When ChatGPT was released in late 2022, it captured attention worldwide. People were amazed by the platform’s ability to answer almost any question (still sometimes with some failures) and generate content from news articles to poetry.
What has since become clear is that Generative AI like ChatGPT could also have an important role to play when it comes to data quality. While the use of artificial intelligence (AI) tools in data processing has tended to focus on predictive analytics, which is now shifting to natural language processing, data analysis and automation.
Fast forward to 2023, and the extent of AI use has grown exponentially. Indeed, according to the Data and Analytics Leadership Annual Executive Survey for 2023, 80.5% of data executives indicate that AI and machine learning (ML) will be an area of increased data and analytics investment during 2023. For 16.3% of them, it will be their highest investment priority.
This focus is because data quality has become critical for effective business management. It ensures that organisations can make informed decisions based on accurate, complete, and consistent information. Poor data quality can result in inaccuracies during decision-making, financial losses, and harm to a brand’s image and standing.
Improving data quality with generative AI
This makes Generative AI components compelling for data analysts and why significant investments are planned. The result will be a different way of managing and analysing data, delivering even more substantial business benefits.
According to analyst firm Gartner, by 2025, at least half of all data management tasks will be automated. Most of this automation will be accomplished using AI/ML-driven tools, specifically generative language models.
This shift has significant implications for data quality. These technologies offer the potential to revolutionise data management by automating and simplifying tasks like never before. This advancement promises to improve accuracy, completeness, and consistency in organisations’ data handling processes.

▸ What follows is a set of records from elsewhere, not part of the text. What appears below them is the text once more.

PR #428, opened 2017-11-13
Disable Keywords: Test case & Configuration

MasseGuillaume:


MasseGuillaume:
Closing this in favor of `DisableSyntax`. The `Disable` is a SemanticRule and requires a compilation of the code where `DisableSyntax` can simply be a Rule (purely syntactic).

PR #431, opened 2017-11-16
Disable syntax

MasseGuillaume:


project/Dependencies.scala
```diff
@@ -5,7 +5,7 @@ import org.scalajs.sbtplugin.ScalaJSPlugin.autoImport._
 object Dependencies {
 
   val scalametaV = "2.0.1"
-  val metaconfigV = "0.5.2"
+  val metaconfigV = "0.5.2+1-9d714689"
```
olafurpg: 0.5.3

scalafix-core/shared/src/main/scala/scalafix/internal/config/DisableSyntaxConfig.scala
```diff
@@ -0,0 +1,191 @@
...
+
+import metaconfig.{Conf, ConfError, ConfDecoder, Configured}
+import org.langmeta._
+import MetaconfigPendingUpstream.XtensionConfScalafix
+
+import scala.meta.tokens.Token
+
+case class DisableSyntaxConfig(
+    keywords: Set[DisabledKeyword] = Set(),
+    tab: Boolean = false,
```
olafurpg: tabs?

scalafix-core/shared/src/main/scala/scalafix/internal/config/DisableSyntaxConfig.scala
```diff
@@ -0,0 +1,191 @@
...
+    semicolon: Boolean = false,
```
olafurpg: semicolons

scalafix-core/shared/src/main/scala/scalafix/internal/config/DisableSyntaxConfig.scala
```diff
@@ -0,0 +1,191 @@
...
+  implicit val reader: ConfDecoder[DisableSyntaxConfig] = default.reader
+}
+
+case class DisabledKeyword(keyword: String)
+
+object DisabledKeyword {
+  def unapply(token: Token): Option[String] = {
+    import Token._
+
+    token match {
```
olafurpg: Can we avoid this match and use product prefix instead? This approach is unsafer since there's a risk we accidentally add a typo in the match. We should also avoid doing a large match like this on every token.

olafurpg: The config reader already validates that the configuration contains only valid keywords.

MasseGuillaume:
@olafurpg For some reason `DisableSyntax` is not getting pick up by `scalafix.tests.rule.SemanticTests`. You told me yesterday to enable it somewhere. Can you point me to the relevant part of the code? Thanks

scalafix-core/shared/src/main/scala/scalafix/internal/config/DisableSyntaxConfig.scala
```diff
@@ -0,0 +1,191 @@
...
+          case Conf.Bool(value) =>
+            if (value) readKeyword("true")
+            else readKeyword("false")
+
+          case _ => Configured.typeMismatch("String", conf)
+        }
+      }
+    }
+
+  // XXX: This is from metaconfig.ConfError
```
olafurpg: Why XXX?

scalafix-tests/unit/src/test/scala/scalafix/tests/config/DisableSyntaxConfigSuite.scala
```diff
@@ -0,0 +1,81 @@
...
+import scala.meta.inputs.Input
+
+import metaconfig.Configured
+import metaconfig.Configured.NotOk
+import metaconfig.ConfError
+
+import scalafix.internal.config.MetaconfigParser
+import scalafix.internal.config.{DisableSyntaxConfig, DisabledKeyword}
+
+class DisableSyntaxConfigSuite extends FunSuite {
```
olafurpg: Nice 👍

scalafix-tests/unit/src/test/scala/scalafix/tests/config/DisableSyntaxConfigSuite.scala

As an example, improvements could be achieved by following a two-step process. First, a technical data quality assessment would be conducted using ML algorithms that can identify anomalies and quantify the severity of the issues.
Following this, based on the assessment results, a generative language model would be used to suggest data quality rules and transformations in natural language that business stakeholders can readily understand.
AI-generated rules and prompts
Generative AI can also assist businesses in automating data review and creating recommended rules and prompts based on the results.
For example, a business running an online store could use an AI tool to check whether order dates are within an acceptable range and provided customer details are correct.
Business managers could also create additional rules simply by asking in natural language, without needing to write code or develop complex UIs. Once the new rules have been approved, they can be automatically converted into executable code such as Python or SQL.
Before deploying the new code to production, it must be tested and validated using a sample of data to ensure the rules are working as expected. Once the data cleansing process is completed, the refined data can be employed for a wide range of downstream tasks, encompassing data analysis, visualisation, machine learning, and business intelligence.
The pace of change in data management shows no sign of slowing. Although the use of generative language models such as ChatGPT is still in its infancy, we expect usage to increase.
As more businesses understand the value this new generation of tools can deliver, they will push implementation to the top of their to-do lists. But even if the promises are exciting, the technology is still relatively new, and to avoid distorted results in AI models, it's essential to be aware of this and prepared with internal training, responsible practices, or facilitating interactions with UX improvements. You'll reap massive benefits by preparing and training your organisations and teams. And one of the most significant benefits will be greatly improved data quality. Soon.